Monday, October 31, 2011

How I Enjoyed My Summer

I was texting back and forth with a new friend the other day [Read: Scruff, hot young man, hoping for a couple of dates] and he asked me to explain why I had said that life was 'pretty darn cool'.  Being in need of a blog topic.....

I am not a wealthy man. I don't have a lot of material possessions. I don't have large amounts of liquid assets. I am never going to be rich like my grandfather.  By the time I was born, my father had blow through his dad's money and our family had fallen from upper middle class to poor.  I use to take on a feeling of loss as I dealt with financial issues over the years, as I watched others enjoy a finer life.  I felt a bitterness and a resentfulness as I dealt with the pain of not having.  At some point I got a different perspective.  I figured out, call me slow, that the greatest pain felt in this was that felt by my father.  He died at the age of 44, under and apple tree, from an undiagnosed heart condition related to alcoholism.  He drank himself to death due to the disease of alcoholism, guilt, and fear. 

When I attended Indiana University my first year out of high school, I learned to drink.  I had what I thought was a significant income for a poor boy from rural America from scholarships and the Social Security Administration.  I was not prepared for an influx of cash and for a lack of authority figures.  I made bad choices.  I made bad decisions.  And, I spent a lot of money on drinking.  

When I got out of college and fell in love I was taught how to use drugs.  That relationship was a fast ride down a destructive path that ended with me giving up drinking, smoking, and shooting up drugs.  I have been clean for 18 years.

It was during the process of getting and staying clean that I learned how to live and how to be a man.  In that process I learned the importance of seeking out and listing those things for which I am grateful.  Identifying what I am grateful for keeps me wanting those things in my life and, thus, makes me work at keeping them.  

But, gratitude is not just a mental exercise.  Gratitude is both attitude and action.  My favorite example is my car.  I don't have a fancy car.  As a matter of fact, it was an inexpensive purchase as new cars go.  It was, however, the first new car I had ever purchased.  It is small, gets great gas milage, and it fits my needs very well.  I have a good attitude about this little Yarus, but, attitude is only part of gratitude.  The action I take in regards to this is that I see to it that the payments are made monthly.  The car company did not have to give me a 0% interest loan.  They did not have to give me a loan at all.  But they did.  It is my responsibility to show my gratitude for their actions by making sure my actions keeps up my end of the bargain. 

Also during the process of getting and staying clean, I learned how to clean up the wreckage of my relationships.  I have done that.  I have gone back to all of those people I have harmed not with the intent of saying that I was sorry, hell, I had said that so much over the years that if I were to be believed then I would have been the sorriest SOB on this green earth, no, I did not say I was sorry, but I did make things right.  I paid any money that I still owed.  I replaced that what I had stolen.  I admitted where I had lied.  I fixed what I had broken.  For some people it was best that I not approach them because the damage was so great to even see my face would have caused more harm to them than I could repair.  So I made amends to those people by staying out of their lives and by fixing someone else's mistake that closely resembled mine.  There were trips to shelters, donations to non-profits, kindnesses to strangers.  I also had the opportunity to repair the relationship with my family.  The black sheep son/brother is now a productive member of the family providing not only for himself but for others in the family who are with difficult times.
our neighbor, my sister, me

So, Josh, here, at long last, is the answer as to why my life is so cool....

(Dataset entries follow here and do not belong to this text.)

Issue #516, opened 2017-06-06
default assigned_to


mrkiwi-nz:
## Feature Request
As far as i can tell, there are no settings to handle this situation;
* A mailbox is set up to receive bounced email messages from automated systems
* These bounces should **never** be replied to - the bounce is there because the original sender is not contactable and the reason is somewhere in the message (ie over quota, bad MX, no mailbox at that address, temporary routing failure)
* A queue in django-helpdesk is created and configured to watch this mailbox - the tickets created by the emails **should** be automatically assigned to one person and an email sent to them, and as above, should **not** generate the email acknowledging the creation of the ticket

We have the same situation for queues that monitor application errors, printer faults, system alerts etc etc - all have the same attributes in that the owner/submitter of the ticket is not a real person and should not be replied to.

This feature request can be split into two parts - a flag set on the queue that specifies that the owner should not be contacted, and a system to automatically assign a ticket to a person, but only when that ticket is generated by an email queue. AFAIK this 2nd feature is **not** the same as default_owner - default_owner only assigns an owner when an anonymous user creates a ticket via the web page.

Any comments?

gwasser:
I like the proposal offhand, I have a similar problem in my usage where we prefer to not reply to the original submitter.

I'll have to take a look at `default_owner`, I'm not sure if that's only anonymous user via public or not. I know.

Probably I see the setting being more of a drop-down list of options rather than boolean on/off, of "Always assign to default_owner", "Only assign to default_owner when receive email report", or "Never assign to default_owner (always Unassigned)".

mrkiwi-nz:
I find that ownership (meaning the creator of the ticket) is somewhat muddied by the verb "Take" on the button next to "assigned to" - I read it as "Take Ownership" when it doesn't mean that at all - it means "Take this ticket" or "Assign to me". Also, internally we have the mantra of owning a problem until it is solved, so by "Take"ing a ticket, you own it until you assign it to someone else, or resolve it.
Do we have a clear nomenclature here?
Maybe we could improve it by more clearly defining the terms.

gwasser:
We could change the text on the button to read "Assign to Me" if that's more clear. What other terms do you think might be unclear?

PR #1293, opened 2025-08-01
Added option for ticket reassign

DavidVadnais:
My users want to be able to take the ticket even after someone else has taken it. I thought about just removing this if but this will allow it to be used as it was before and in the new way.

My sister was recently diagnosed with cancer.  She and my mother and her husband all live together in Yuma, AZ.  My sister is the most precious person in the world to me.  She has always had my back. No matter how high, how shitty, how thoughtless I was, sis would cover me.  My summer was so cool because by staying clean I was and am able to be there for her through this ordeal.  I took time off from work to ride with her and mom to the hospital that is 4 hours from their home.  As it turned out, mom had to have a cardiac procedure done days before sis was to have surgery.  Mom then ended up hospitalized, and then hospitalized again.  I had both mom and sis in hospital 4 hours apart from each other. I was able to take my nearly 30 years of nursing and help sis out with the confusion that is American Healthcare and to be her advocate.  I was able to save mom from her final hospitalization as the care started to deteriorate at that facility.  I was able to meet a challenge and not depend on a drink or  a drug to get me through it.  Don't get me wrong.  I did nothing special, nothing heroic.  I just showed up and did the next right thing.  And that is where the coolness is.  That is where my gratitude is.  I can be there for those I love and I can be there doing what needs to be done.  I may loose them tomorrow, or they may loose me, but this summer, damn it, I got to help.  I got to be present. I got to me a brother.  I got to be a son.  I got to be a man.

I do not measure my wealth by where I am in this world, but I do measure it by the distance I have traveled.  And in that methodology, I am the wealthiest son of a bitch in the room....

1 comment:

  1. Nice... this post is synchronous with my own process of late.